#### [EXERCISE]
Whenever "BREAKING" appears in a line, please copy that line from the data.

- Opening Delimiter -

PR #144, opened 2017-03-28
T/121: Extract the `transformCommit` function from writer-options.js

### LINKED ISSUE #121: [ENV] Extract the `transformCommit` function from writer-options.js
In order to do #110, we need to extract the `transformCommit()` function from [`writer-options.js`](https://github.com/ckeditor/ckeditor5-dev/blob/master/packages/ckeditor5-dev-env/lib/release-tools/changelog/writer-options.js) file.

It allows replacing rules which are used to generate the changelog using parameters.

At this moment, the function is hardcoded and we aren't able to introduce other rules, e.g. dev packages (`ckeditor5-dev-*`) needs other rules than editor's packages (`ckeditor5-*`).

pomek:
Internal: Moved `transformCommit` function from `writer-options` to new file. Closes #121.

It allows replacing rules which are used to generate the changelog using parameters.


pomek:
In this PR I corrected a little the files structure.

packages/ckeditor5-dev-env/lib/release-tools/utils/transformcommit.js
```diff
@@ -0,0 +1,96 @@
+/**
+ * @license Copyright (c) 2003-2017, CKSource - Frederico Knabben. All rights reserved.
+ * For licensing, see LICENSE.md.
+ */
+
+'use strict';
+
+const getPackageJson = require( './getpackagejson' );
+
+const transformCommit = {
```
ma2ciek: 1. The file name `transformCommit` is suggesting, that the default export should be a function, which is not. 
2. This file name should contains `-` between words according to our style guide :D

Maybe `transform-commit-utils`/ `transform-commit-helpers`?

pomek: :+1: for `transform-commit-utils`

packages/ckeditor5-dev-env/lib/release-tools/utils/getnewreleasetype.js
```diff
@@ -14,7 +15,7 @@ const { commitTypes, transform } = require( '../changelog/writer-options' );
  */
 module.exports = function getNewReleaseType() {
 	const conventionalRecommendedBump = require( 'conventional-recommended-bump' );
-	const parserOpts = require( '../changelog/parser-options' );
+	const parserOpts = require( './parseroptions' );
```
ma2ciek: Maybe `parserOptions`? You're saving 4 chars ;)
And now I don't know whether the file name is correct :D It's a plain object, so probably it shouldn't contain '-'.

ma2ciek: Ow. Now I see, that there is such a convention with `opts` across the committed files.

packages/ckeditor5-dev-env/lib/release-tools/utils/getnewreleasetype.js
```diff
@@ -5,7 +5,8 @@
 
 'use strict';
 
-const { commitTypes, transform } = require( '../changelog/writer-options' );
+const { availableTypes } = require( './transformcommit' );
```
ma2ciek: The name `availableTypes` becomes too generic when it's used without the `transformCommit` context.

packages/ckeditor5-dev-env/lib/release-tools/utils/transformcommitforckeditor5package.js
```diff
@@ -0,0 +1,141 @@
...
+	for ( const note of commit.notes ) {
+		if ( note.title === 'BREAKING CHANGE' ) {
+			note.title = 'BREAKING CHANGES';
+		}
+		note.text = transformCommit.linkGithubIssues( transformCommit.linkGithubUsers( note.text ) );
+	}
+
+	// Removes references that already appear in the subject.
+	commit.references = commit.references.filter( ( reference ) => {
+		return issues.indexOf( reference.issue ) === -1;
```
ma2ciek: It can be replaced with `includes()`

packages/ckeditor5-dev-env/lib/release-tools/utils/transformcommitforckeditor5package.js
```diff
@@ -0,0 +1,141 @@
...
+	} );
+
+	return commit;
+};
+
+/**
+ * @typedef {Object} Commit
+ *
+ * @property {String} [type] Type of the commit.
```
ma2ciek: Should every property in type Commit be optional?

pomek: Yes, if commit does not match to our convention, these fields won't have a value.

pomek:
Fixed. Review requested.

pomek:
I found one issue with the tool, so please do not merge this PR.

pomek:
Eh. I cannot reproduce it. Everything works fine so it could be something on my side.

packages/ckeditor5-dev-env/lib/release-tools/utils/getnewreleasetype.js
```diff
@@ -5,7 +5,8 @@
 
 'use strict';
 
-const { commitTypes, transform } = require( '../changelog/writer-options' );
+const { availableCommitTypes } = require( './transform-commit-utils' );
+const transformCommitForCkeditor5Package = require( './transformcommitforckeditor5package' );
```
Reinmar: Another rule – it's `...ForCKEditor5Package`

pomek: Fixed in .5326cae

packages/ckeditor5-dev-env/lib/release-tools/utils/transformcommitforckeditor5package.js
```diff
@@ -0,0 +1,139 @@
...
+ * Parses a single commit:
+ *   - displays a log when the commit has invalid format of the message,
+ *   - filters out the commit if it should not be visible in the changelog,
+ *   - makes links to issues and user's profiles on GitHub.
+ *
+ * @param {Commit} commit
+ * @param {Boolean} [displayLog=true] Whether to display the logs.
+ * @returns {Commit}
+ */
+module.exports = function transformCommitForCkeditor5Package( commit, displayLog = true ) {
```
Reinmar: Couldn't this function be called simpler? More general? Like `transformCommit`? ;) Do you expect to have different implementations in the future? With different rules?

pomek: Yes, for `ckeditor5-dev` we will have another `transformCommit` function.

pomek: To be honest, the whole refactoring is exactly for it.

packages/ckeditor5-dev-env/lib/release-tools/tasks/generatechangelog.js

- Closing Delimiter -

#### [SOLVED PROBLEM]
+		if ( note.title === 'BREAKING CHANGE' ) {
+			note.title = 'BREAKING CHANGES';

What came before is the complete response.